## Activity
The job is to find each line of the records below that includes the word "handling" and copy it.

┄┄┄┄┄┄

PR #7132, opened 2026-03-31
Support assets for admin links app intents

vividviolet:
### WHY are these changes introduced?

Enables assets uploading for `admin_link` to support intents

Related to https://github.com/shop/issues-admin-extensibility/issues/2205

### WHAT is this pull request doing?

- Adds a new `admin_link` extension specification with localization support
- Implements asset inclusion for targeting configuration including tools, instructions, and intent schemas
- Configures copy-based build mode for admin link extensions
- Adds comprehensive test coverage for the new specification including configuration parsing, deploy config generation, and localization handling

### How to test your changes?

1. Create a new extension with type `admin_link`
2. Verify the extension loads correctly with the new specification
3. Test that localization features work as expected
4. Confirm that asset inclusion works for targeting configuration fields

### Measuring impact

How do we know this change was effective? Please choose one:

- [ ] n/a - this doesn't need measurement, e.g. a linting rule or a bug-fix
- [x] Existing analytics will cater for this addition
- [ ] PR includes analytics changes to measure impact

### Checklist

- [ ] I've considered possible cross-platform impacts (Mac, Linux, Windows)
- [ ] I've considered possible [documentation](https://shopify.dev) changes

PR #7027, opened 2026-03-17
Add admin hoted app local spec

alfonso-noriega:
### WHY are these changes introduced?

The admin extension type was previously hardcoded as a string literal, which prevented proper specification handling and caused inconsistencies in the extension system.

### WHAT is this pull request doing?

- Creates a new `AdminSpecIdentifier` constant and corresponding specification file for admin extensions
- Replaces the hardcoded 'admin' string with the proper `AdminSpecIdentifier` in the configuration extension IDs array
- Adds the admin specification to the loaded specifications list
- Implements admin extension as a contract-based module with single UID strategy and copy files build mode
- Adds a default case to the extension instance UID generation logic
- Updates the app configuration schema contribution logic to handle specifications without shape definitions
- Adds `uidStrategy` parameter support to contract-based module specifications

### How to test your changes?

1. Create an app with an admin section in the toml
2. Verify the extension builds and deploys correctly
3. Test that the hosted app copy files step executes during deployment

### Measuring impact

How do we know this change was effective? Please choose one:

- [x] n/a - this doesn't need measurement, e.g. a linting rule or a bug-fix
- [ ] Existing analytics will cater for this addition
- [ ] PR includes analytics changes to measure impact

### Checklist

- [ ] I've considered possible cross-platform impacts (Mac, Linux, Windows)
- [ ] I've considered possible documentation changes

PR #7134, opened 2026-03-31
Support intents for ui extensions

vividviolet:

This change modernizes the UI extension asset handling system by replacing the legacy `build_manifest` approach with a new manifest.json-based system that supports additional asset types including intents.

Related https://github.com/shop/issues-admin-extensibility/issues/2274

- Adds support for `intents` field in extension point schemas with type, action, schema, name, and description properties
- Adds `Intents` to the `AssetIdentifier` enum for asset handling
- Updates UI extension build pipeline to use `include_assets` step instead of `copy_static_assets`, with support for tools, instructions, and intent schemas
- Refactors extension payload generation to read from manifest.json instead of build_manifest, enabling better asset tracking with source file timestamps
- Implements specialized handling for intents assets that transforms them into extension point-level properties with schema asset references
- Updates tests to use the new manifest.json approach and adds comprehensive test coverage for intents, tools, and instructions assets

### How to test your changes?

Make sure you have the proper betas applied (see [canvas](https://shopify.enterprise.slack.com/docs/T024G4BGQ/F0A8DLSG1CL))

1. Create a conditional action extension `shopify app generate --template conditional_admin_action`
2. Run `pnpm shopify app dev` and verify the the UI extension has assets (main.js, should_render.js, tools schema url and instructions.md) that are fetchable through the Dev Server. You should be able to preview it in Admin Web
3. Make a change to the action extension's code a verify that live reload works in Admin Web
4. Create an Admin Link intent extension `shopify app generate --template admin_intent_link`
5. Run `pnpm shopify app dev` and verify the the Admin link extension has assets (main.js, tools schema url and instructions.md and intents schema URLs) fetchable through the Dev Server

┄┄┄┄┄┄

## Result of the task
- Adds comprehensive test coverage for the new specification including configuration parsing, deploy config generation, and localization handling
The admin extension type was previously hardcoded as a string literal, which prevented proper specification handling and caused inconsistencies in the extension system.
This change modernizes the UI extension asset handling system by replacing the legacy `build_manifest` approach with a new manifest.json-based system that supports additional asset types including intents.
- Adds `Intents` to the `AssetIdentifier` enum for asset handling
- Implements specialized handling for intents assets that transforms them into extension point-level properties with schema asset references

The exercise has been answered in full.